The Thursday Morning Panic
You know that feeling when you wake up to a feed full of zero-days and your first thought is: "Which of my clients uses that?" Yeah. This week was that week. Microsoft Defender exploits. SonicWall getting brute-forced into submission. A 17-year-old Excel vulnerability—Excel, of all things—still executing arbitrary code like it's 2006.
As someone who builds workflows and integrations for mid-market companies, I'm watching this unfold differently than most developers. It's not abstract to me. These aren't just CVEs with dramatic names. They're potential holes in the systems I've connected to.
The Integration Problem Nobody Wants to Admit
Here's the uncomfortable truth: when you're automating business processes, you're building bridges between systems. Slack to Salesforce. Zapier to your internal database. Whatever custom solution you've pieced together with Node and a prayer. Each bridge is a potential entry point, and I'm not entirely sure we're thinking about this hard enough when we're building.
- Every API key you store is a secret waiting to be rotated
- The OAuth flow that seemed elegant in the documentation becomes a maintenance nightmare after six months, and honestly, I'm not confident most of us get it right
- You inherit the security posture of every service you touch
- Monitoring becomes exponentially harder
That last one keeps me up. When you've got five different services talking to each other asynchronously, and someone exploits one of them, how quickly do you actually know? SonicWall's brute-force incidents this week—those weren't sophisticated. They were just... persistent. Credentials tried, over and over, until something worked. If that happens through one of your integrations, you might not notice until the damage is done.
What I'm Actually Doing About This
I've started treating every integration like it's already compromised. Not paranoid—pragmatic. The question isn't "will this get attacked?" It's "when it does, what can I see?" Logging everything. I mean everything. Request headers, response times, unusual payload sizes. Most of it will be noise, but noise is easier than silence when you need to trace back what went wrong.
The other thing: I'm pushing back on clients who want to use shared service accounts for automation. Sounds more expensive, yeah. Multiple API keys, rotation schedules, audit trails—it slows down onboarding. But after the SonicWall stuff this week, I'm pretty convinced that's a cost of doing business now, and I'm not sure why I waited this long to make that argument stronger.

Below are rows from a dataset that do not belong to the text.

PR #46770, opened 2026-03-09
[exporter/elasticsearch] Add metric for docs retried because of request errors

### LINKED ISSUE #46215: [exporter/elasticsearch] Missing metric for documents retried due to request-level errors
### Component(s)

exporter/elasticsearch

Currently, the `otelcol.elasticsearch.docs.retried` metric only reflects the documents retries caused by document-level errors. If a request to the elasticsearch _bulk endpoint fails with a status covered by `retry_on_status`, the docs included in such request do not count towards this metric. I assume this is due to them happening at different levels (go-docappender vs es client).

We, from the Beats team, would like visibility into the total number of documents retried, including both document-level and request-level retries, since we currently have no way to access this metric in its entirety.

We could modify the existing exporter metric, `otelcol.elasticsearch.docs.retried`, to include both cases. However, that would violate its current documented semantics:

https://github.com/open-telemetry/opentelemetry-collector-contrib/blob/ab56dd45ea2240f7014470bcc31c1b3fafc1ef19/exporter/elasticsearchexporter/metadata.yaml#L70-L75

An alternative approach would be to introduce a new metric, for example `otelcol.elasticsearch.docs.retried_request_error`, which would count only documents retried due to request-level errors. We could then sum this new metric with the existing one to obtain the total number of retried documents.

I'd be happy to take this on if there are no objections.

_No response_

### Additional context

_No response_

### Tip

mauri870:
#### Description

Adds a new `otelcol.elasticsearch.docs.retried_http_request` metric that counts the documents retried due to retryable HTTP status errors(retryOnStatus) at the transport layer.

We already have `otelcol.elasticsearch.docs.retried`, but it explicitly counts document-level retries. Including request-level retries in this metric would inflate its value significantly and likely confuse users. Instead, this change introduces a separate metric.

Fixes https://github.com/open-telemetry/opentelemetry-collector-contrib/issues/46215

#### Documentation

Added the new metric to the documentation.


exporter/elasticsearchexporter/esclient.go
```diff
@@ -25,6 +25,37 @@ import (
...
+	counter := &attemptCounter{}
+	return context.WithValue(ctx, attemptCounterKey{}, counter), counter
+}
+
+// countRetriesInterceptor returns an interceptor that increments the
+// attemptCounter stored in the request context on every round-trip.
+func countRetriesInterceptor() elastictransport.InterceptorFunc {
+	return func(next elastictransport.RoundTripFunc) elastictransport.RoundTripFunc {
+		return func(req *http.Request) (*http.Response, error) {
+			if counter, ok := req.Context().Value(attemptCounterKey{}).(*attemptCounter); ok {
```
mauri870, line 51: Looks like this is counting the first request as well, it should count only subsequent ones, which are the actual retries.

mauri870:
It should be ready for review now. Thanks!

exporter/elasticsearchexporter/esclient.go
```diff
@@ -25,6 +25,37 @@ import (
...
+type attemptCounterKey struct{}
+
+// attemptCounter tracks the number of round-trip attempts for a single
+// _bulk request call in the Elasticsearch client.
+type attemptCounter struct {
+	value atomic.Int64
+}
+
+func (c *attemptCounter) Attempts() int { return int(c.value.Load()) }
+func (c *attemptCounter) Retries() int  { return max(c.Attempts()-1, 0) }
```
MovieStoreGuy, line 37: I am not sure why Max is needed to be taken here, do you mind explaining why?

MovieStoreGuy (approved):

exporter/elasticsearchexporter/esclient.go
lahsivjar: I think this is because the metrics wants to track retries and by default the `Attempts` would return total number of requests - this would result in `-1` if there hasn't been an attempt made. BTW we also check for `retries > 0` when updating the metrics but if the retries enforces correctness we might not need it.

lahsivjar (approved):
LGTM!

exporter/elasticsearchexporter/esclient.go
mauri870: The check for `retries > 0` ensures the metric is only emitted when there have been actual retries, it's also consistent with the other existing metrics.

florianl (approved):

mauri870:
cc @andrzej-stencel for merge rights

PR #46772, opened 2026-03-09
[extension/cgroupruntime] Expose refresh_interval for GOMEMLIMIT

singhvibhanshu:
**Description:**
This PR exposes the `refresh_interval` configuration for `GOMEMLIMIT` in the `cgroupruntime` extension.

Currently, the extension sets `GOMEMLIMIT` only once at startup. In dynamic environments (such as Kubernetes with Vertical Pod Autoscalers), the container's memory limit may change at runtime. Without a refresh interval, the Go runtime continues to use the stale memory limit calculated at startup.

This change leverages the `WithRefreshInterval` option from the underlying `automemlimit` library to allow periodic updates of the memory limit.

**Link to tracking Issue:**
Resolves #46768

**Testing:**
- Added a new unit test case `memory limit with refresh interval` in `extension_test.go` to verify the configuration is correctly passed to the runtime.
- Ran `make test` and `make lint` locally.

**Documentation:**
- Updated the changelog via `chloggen`.


extension/cgroupruntimeextension/config.go
rogercoll, line 42:
```suggestion
if cfg.GoMemLimit.Ratio <= 0 || cfg.GoMemLimit.Ratio > 1 {
return errors.New("gomemlimit ratio must be in the (0.0,1.0] range")
}
if cfg.RefreshInterval < 0 {
return errors.New("refresh_interval: requires non negative value")
}
return nil
```

extension/cgroupruntimeextension/config.go
```diff
@@ -19,8 +22,9 @@ type GoMaxProcsConfig struct {
 }
 
 type GoMemLimitConfig struct {
-	Enabled bool    `mapstructure:"enabled"`
-	Ratio   float64 `mapstructure:"ratio"`
+	Enabled         bool          `mapstructure:"enabled"`
+	Ratio           float64       `mapstructure:"ratio"`
+	RefreshInterval time.Duration `mapstructure:"refresh_interval"`
```
rogercoll, line 29:
```suggestion
    // RefreshInterval configures the refresh interval for GOMEMLIMIT.
    // Setting the duration to 0 (default) disables periodic auto update.
	RefreshInterval time.Duration `mapstructure:"refresh_interval"`
```

extension/cgroupruntimeextension/config.go
singhvibhanshu: addressed the feedback as asked!

extension/cgroupruntimeextension/config.go
singhvibhanshu: addressed the feedback as asked!

singhvibhanshu:
@rogercoll,
I have applied the suggested changes by adding the comment and the if check for negative values.
Kindly let me know if any further changes are needed.
I will be happy to address them too.
Thanks!

rogercoll:
@singhvibhanshu Would you mind adding an integration test that asserts this behavior? See https://github.com/rogercoll/opentelemetry-collector-contrib/blob/main/extension/cgroupruntimeextension/integration_test.go (probably https://pkg.go.dev/testing/synctest can be used to advance the internal automemlimit timer)

Thanks!

singhvibhanshu:
@rogercoll,
I have added the integration test utilizing `testing/synctest` to advance the timer as suggested.

singhvibhanshu:
@rogercoll,
after adding the integration test, committing and pushing them, I noticed that CI is failing.
I opened the failed CI activities and tried to read the logs.

it seems like my test `TestDynamicMemoryLimitRefresh` isnt getting the permission to modify cgroups on the machine.
looking at the other tests in the file, it seems like adding `Sudo` to the test name would help?

and about second failure, I read the `synctest` documentation you provided and noticed this: _Test waits for all goroutines in the bubble to exit before returning. If the goroutines in the bubble become deadlocked, the test fails._
it means when we pass `WithRefreshInterval`, the `automemlimit` lib starts a background goroutine with an infinite `time.Ticker` loop. bec there is currently no mechanism in that library to pass a context to cancel or stop that background goroutine meaning it will never exit. as a result, `synctest.Test` waits forever at the end of the test and panics.

could you please tell me how to fix this? is there a different way to handle the leaking goroutine within the `synctest` bubble?

thanks!

extension/cgroupruntimeextension/integration_test.go
```diff
@@ -358,3 +360,67 @@ func TestECSCgroupV2SudoIntegration(t *testing.T) {
 		})
 	}
 }
+
+func TestDynamicMemoryLimitRefresh(t *testing.T) {
```
rogercoll:
```suggestion
func TestDynamicMemoryLimitRefreshSudo(t *testing.T) {
```

Let's try by including the Sudo key name

singhvibhanshu: fn renamed!

singhvibhanshu:
@rogercoll,
I have updated the fn name using the word `Sudo`
The CI is still failing
Renaming has successfully bypassed the permission denied error
But, the test get panicked with a deadlock with these logs:
`panic: deadlock: main bubble goroutine has exited but blocked goroutines remain [recovered, repanicked]`

singhvibhanshu:
waiting for your feedback @rogercoll 
kindly have a look

rogercoll:
> waiting for your feedback @rogercoll
> kindly have a look

I don’t have the bandwidth to dig into the automemlimit internals right now. With KubeCon next week, I’ll likely only be able to take a proper look in about two weeks. In the meantime, please feel free to ping me again if you happen to find a fix.

singhvibhanshu:
> I don’t have the bandwidth to dig into the automemlimit internals right now. With KubeCon next week, I’ll likely only be able to take a proper look in about two weeks. In the meantime, please feel free to ping me again if you happen to find a fix.

can we use `assert.Eventually` to poll the limit instead of `synctest`?
i think it may helps!

let me figure it out!
i'll update you if it makes any sense.
thanks!

rogercoll:
> > I don’t have the bandwidth to dig into the automemlimit internals right now. With KubeCon next week, I’ll likely only be able to take a proper look in about two weeks. In the meantime, please feel free to ping me again if you happen to find a fix.
> 
> can we use `assert.Eventually` to poll the limit instead of `synctest`? i think it may helps!
> 
> let me figure it out! i'll update you if it makes any sense. thanks!

Sure, let's try with assert.Eventually with reasonable timings if we cannot control automemlimit Go routines. Thank you!

singhvibhanshu:
@rogercoll, the `assert.Eventually` logic works perfectly, and the test itself is passing

however, the CI caught the exact issue we discussed earlier bec the `automemlimit` background ticker leaks, the goleak detector is failing the test suite after it finishes with this error:
`[Goroutine 11 in state chan receive, with github.com/KimMachineGun/automemlimit/memlimit.refresh.func1 on top of the stack]`

since we can't easily shut down 3rd party goroutine, I assume we need to use `goleak.IgnoreTopFunction`

should I add the ignore rule to a `metadata.yaml`, or is there a way you prefer to scope `goleak` ignores to just this specific integration test?

singhvibhanshu:
@rogercoll,

I hope you are having a great time at KubeCon and best of luck with your talk! I hope the preparation is going well. There is absolutely no rush to look at this, please enjoy the conference!

Just leaving a quick update for when you get back:

- The `goleak` issue is fully now resolved. I moved the ignore rule to `metadata.yaml` and regenerated the package tests.

The CI is now completely green and ready to review whenever you have time. Have a fantastic time on stage!

rogercoll:
> @rogercoll,
> 
> I hope you are having a great time at KubeCon and best of luck with your talk! I hope the preparation is going well. There is absolutely no rush to look at this, please enjoy the conference!
> 
> Just leaving a quick update for when you get back:
> 
>     * The `goleak` issue is fully now resolved. I moved the ignore rule to `metadata.yaml` and regenerated the package tests.
> 
> 
> The CI is now completely green and ready to review whenever you have time. Have a fantastic time on stage!

Thank you @singhvibhanshu ! Would you be able to test if by stopping the extension after the test has run it actually finishes the leaked go routine? You could try by providing a cancelable context also to the extension creation

singhvibhanshu:
@rogercoll,
I updated the `startExtension` helper to pass in `context.WithCancel(context.Background())` and added a `t.Cleanup()` block to explicitly call `extension.Shutdown(ctx)` and `cancel()`
Unfortunately, the test still fails with the exact same `goleak` error
Here are the logs:
```
 cgroupruntimeextension git:(refreshInterval-GOMEMLIMIT) ✗ go test -tags=integration -v -run TestDynamicMemoryLimitRefreshSudo
=== RUN   TestDynamicMemoryLimitRefreshSudo
--- PASS: TestDynamicMemoryLimitRefreshSudo (0.15s)
PASS
goleak: Errors on successful test run: found unexpected goroutines:
[Goroutine 9 in state runnable, with syscall.Syscall on top of the stack:
syscall.Syscall(0x0, 0x3, 0xc000487000, 0x1000)
        /home/singhvibhanshu/go/pkg/mod/golang.org/toolchain@v0.0.1-go1.25.0.linux-amd64/src/syscall/syscall_linux.go:74 +0x25
syscall.read(0xc000047ce0?, {0xc000487000?, 0xc000484a01?, 0x2d?})
        /home/singhvibhanshu/go/pkg/mod/golang.org/toolchain@v0.0.1-go1.25.0.linux-amd64/src/syscall/zsyscall_linux_amd64.go:736 +0x38
syscall.Read(...)
        /home/singhvibhanshu/go/pkg/mod/golang.org/toolchain@v0.0.1-go1.25.0.linux-amd64/src/syscall/syscall_unix.go:183
internal/poll.ignoringEINTRIO(...)
        /home/singhvibhanshu/go/pkg/mod/golang.org/toolchain@v0.0.1-go1.25.0.linux-amd64/src/internal/poll/fd_unix.go:738
internal/poll.(*FD).Read(0xc000047ce0, {0xc000487000, 0x1000, 0x1000})
        /home/singhvibhanshu/go/pkg/mod/golang.org/toolchain@v0.0.1-go1.25.0.linux-amd64/src/internal/poll/fd_unix.go:161 +0x2ae
os.(*File).read(...)
        /home/singhvibhanshu/go/pkg/mod/golang.org/toolchain@v0.0.1-go1.25.0.linux-amd64/src/os/file_posix.go:29
os.(*File).Read(0xc000074380, {0xc000487000?, 0xc0000809e0?, 0x749eea?})
        /home/singhvibhanshu/go/pkg/mod/golang.org/toolchain@v0.0.1-go1.25.0.linux-amd64/src/os/file.go:144 +0x4f
bufio.(*Scanner).Scan(0xc000080b10)
        /home/singhvibhanshu/go/pkg/mod/golang.org/toolchain@v0.0.1-go1.25.0.linux-amd64/src/bufio/scan.go:219 +0x83e
github.com/KimMachineGun/automemlimit/memlimit.parseMountInfo({0xb3cc80?, 0xc000074380?})
        /home/singhvibhanshu/go/pkg/mod/github.com/!kim!machine!gun/automemlimit@v0.7.5/memlimit/cgroups.go:331 +0xe7
github.com/KimMachineGun/automemlimit/memlimit.fromCgroup(0xa98da8)
        /home/singhvibhanshu/go/pkg/mod/github.com/!kim!machine!gun/automemlimit@v0.7.5/memlimit/cgroups.go:32 +0x11e
github.com/KimMachineGun/automemlimit/memlimit.FromCgroup()
        /home/singhvibhanshu/go/pkg/mod/github.com/!kim!machine!gun/automemlimit@v0.7.5/memlimit/cgroups_linux.go:8 +0x1a
github.com/KimMachineGun/automemlimit/memlimit.SetGoMemLimitWithOpts.ApplyRatio.func3()
        /home/singhvibhanshu/go/pkg/mod/github.com/!kim!machine!gun/automemlimit@v0.7.5/memlimit/provider.go:26 +0x91
github.com/KimMachineGun/automemlimit/memlimit.SetGoMemLimitWithOpts.capProvider.func4()
        /home/singhvibhanshu/go/pkg/mod/github.com/!kim!machine!gun/automemlimit@v0.7.5/memlimit/memlimit.go:277 +0x13
github.com/KimMachineGun/automemlimit/memlimit.refresh.noErrNoLimitProvider.func2()
        /home/singhvibhanshu/go/pkg/mod/github.com/!kim!machine!gun/automemlimit@v0.7.5/memlimit/memlimit.go:267 +0x17
github.com/KimMachineGun/automemlimit/memlimit.updateGoMemLimit(0x7fffffffffffffff, 0xc0000479e0?, 0xc00003d2b0)
        /home/singhvibhanshu/go/pkg/mod/github.com/!kim!machine!gun/automemlimit@v0.7.5/memlimit/memlimit.go:187 +0x32
github.com/KimMachineGun/automemlimit/memlimit.refresh.func1.1(0xc00003d2b0, 0xc00003d2e0)
        /home/singhvibhanshu/go/pkg/mod/github.com/!kim!machine!gun/automemlimit@v0.7.5/memlimit/memlimit.go:219 +0x79
github.com/KimMachineGun/automemlimit/memlimit.refresh.func1()
        /home/singhvibhanshu/go/pkg/mod/github.com/!kim!machine!gun/automemlimit@v0.7.5/memlimit/memlimit.go:225 +0x93
created by github.com/KimMachineGun/automemlimit/memlimit.refresh in goroutine 8
        /home/singhvibhanshu/go/pkg/mod/github.com/!kim!machine!gun/automemlimit@v0.7.5/memlimit/memlimit.go:213 +0xd9
]
exit status 1
FAIL    github.com/open-telemetry/opentelemetry-collector-contrib/extension/cgroupruntimeextension      0.604s
```
It looks like the `automemlimit` library's `refresh()` function spins up a standard `time.Ticker` in a naked goroutine, but it doesn't accept a context or listen for a cancellation channel to stop the loop

singhvibhanshu:
Hi @rogercoll,
Waiting for your response on this.
Kindly have a look.
Thanks!

singhvibhanshu:
@rogercoll,
could you please take a look when you get time?

rogercoll:
> @rogercoll, could you please take a look when you get time?

Please there's no need for frequent pings, this is on my backlog. Let me know if this is very urgent.

> It looks like the automemlimit library's refresh() function spins up a standard time.Ticker in a naked goroutine, but it doesn't accept a context or listen for a cancellation channel to stop the loop

What do you think if we spawn and launch the goroutine from the extension and select statement with the context and timer? Similar to what was done in https://github.com/elastic/apm-server/pull/17431/changes 

Also, I would add a comment mentioning the https://github.com/KimMachineGun/automemlimit/issues/29 issue to use the package once fixed.

singhvibhanshu:
Apologies for pinging too frequently @rogercoll.
I'll keep that in mind that this won't happen again.

> What do you think if we spawn and launch the goroutine from the extension and select statement with the context and timer? Similar to what was done in https://github.com/elastic/apm-server/pull/17431/changes

I think it's a great approach. Thank you for the reference.
I've implemented:
- `memlimit.WithRefreshInterval(0)` to disable internal timer
- built custom `refreshGoMemLimit` goroutine to listen `ctx.Done()`
- added a `memLimitRefreshDone` channel to the `Shutdown` method so the extension gracefully waits for the worker to exit
- added a comment linking to [KimMachineGun/automemlimit#29](https://github.com/KimMachineGun/automemlimit/issues/29)
- added a new unit test to verify the concurrent shutdown logic

Thank you!

extension/cgroupruntimeextension/metadata.yaml
```diff
@@ -13,3 +13,7 @@ status:
 
 tests:
   config:
+  goleak:
+    ignore:
+      top:
+        - "github.com/KimMachineGun/automemlimit/memlimit.refresh.func1"
```
rogercoll:
```suggestion
```

I guess we can remove this if we manage the Go routine

extension/cgroupruntimeextension/generated_package_test.go
```diff
@@ -9,5 +9,5 @@ import (
 )
 
 func TestMain(m *testing.M) {
-	goleak.VerifyTestMain(m)
+	goleak.VerifyTestMain(m, goleak.IgnoreTopFunction("github.com/KimMachineGun/automemlimit/memlimit.refresh.func1"))
```
rogercoll:
```suggestion
	goleak.VerifyTestMain(m)
```

extension/cgroupruntimeextension/factory.go
```diff
@@ -54,8 +53,10 @@ func createExtension(_ context.Context, set extension.Settings, cfg component.Co
 				set.Logger.Debug(fmt.Sprintf(str, params))
 			}))
 		},
-		func(ratio float64) (undoFunc, error) {
-			initial, err := memlimit.SetGoMemLimitWithOpts(memlimit.WithRatio(ratio))
-			return func() { debug.SetMemoryLimit(initial) }, err
+		func(ratio float64) (int64, error) {
```
rogercoll: Could you provide some context on why we need this function signature change? I would prefer leaving as is to be as much similar as the cpu one.

extension/cgroupruntimeextension/extension.go
```diff
@@ -27,7 +28,10 @@ type cgroupRuntimeExtension struct {
 	undoMaxProcsFn undoFunc
 
 	memLimitWithRatioFn
-	undoMemLimitFn undoFunc
+	memLimitRefreshCancel context.CancelFunc
+	memLimitRefreshDone   chan struct{}
+	initialGoMemLimit     int64
+	isGoMemLimitSet       bool
```
rogercoll: I think we can keep the `undoMemLimitFn` field instead of storing the `initialGoMemLimit` and `isGoMemLimitSet` (seem redundant)

extension/cgroupruntimeextension/extension.go
rogercoll: Please use this context for the Go routine execution

extension/cgroupruntimeextension/extension.go
```diff
@@ -53,24 +57,58 @@ func (c *cgroupRuntimeExtension) Start(_ context.Context, _ component.Host) erro
...
 		)
+
+		if c.config.GoMemLimit.RefreshInterval > 0 {
+			// automemlimit.WithRefreshInterval currently starts an unmanaged goroutine.
+			// Keep refresh scheduling in this extension so it can be cleanly stopped in Shutdown.
+			// See: https://github.com/KimMachineGun/automemlimit/issues/29
+			refreshCtx, cancel := context.WithCancel(context.Background())
+			c.memLimitRefreshCancel = cancel
+			c.memLimitRefreshDone = make(chan struct{})
+			go c.refreshGoMemLimit(refreshCtx)
```
rogercoll:
```suggestion
			c.memLimitRefreshCancel, _ := context.WithCancel(ctx)
			c.memLimitRefreshDone = make(chan struct{})
			go c.refreshGoMemLimit(ctx)
```

extension/cgroupruntimeextension/metadata.yaml
singhvibhanshu: Removed!

extension/cgroupruntimeextension/factory.go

Rate limiting. That sounds boring but it's not. It's the difference between a vulnerability being exploited once and being weaponized across your entire customer base. I'm implementing it everywhere, even when clients don't ask for it, even when it complicates their workflows slightly. Sometimes you just have to make the decision.
The Part That Doesn't Resolve Cleanly
What gets me is the supply chain angle. When Microsoft Defender has a zero-day, every single company using it is downstream of that problem. You can't patch your way out of it until Microsoft patches it. You can't architect around it. You're just... waiting. I've got clients running on infrastructure that depends on tools I don't control, built by vendors I've never met, and if one of them gets hit, I'm trying to explain to business stakeholders why their automated processes just stopped working.
I'm considering recommending that certain critical integrations get redundancy built in. Not because it's elegant. But because when one path gets compromised, you need another one that works. This adds complexity. It adds cost. Sometimes it makes the architecture look messy. I'm still not convinced it's the right move, but I'm also not convinced it's wrong anymore, and that uncertainty is the actual problem—not knowing if I'm being paranoid or responsible.
The 17-year-old Excel vulnerability still working in 2024 should worry all of us. Not just Excel users. But anyone who's ever thought "this tool is so established, it must be secure." Security isn't guaranteed by age or market dominance. It's maintained or it's not. Monitored or it's not.
Thursday morning in tech. Always plenty to think about.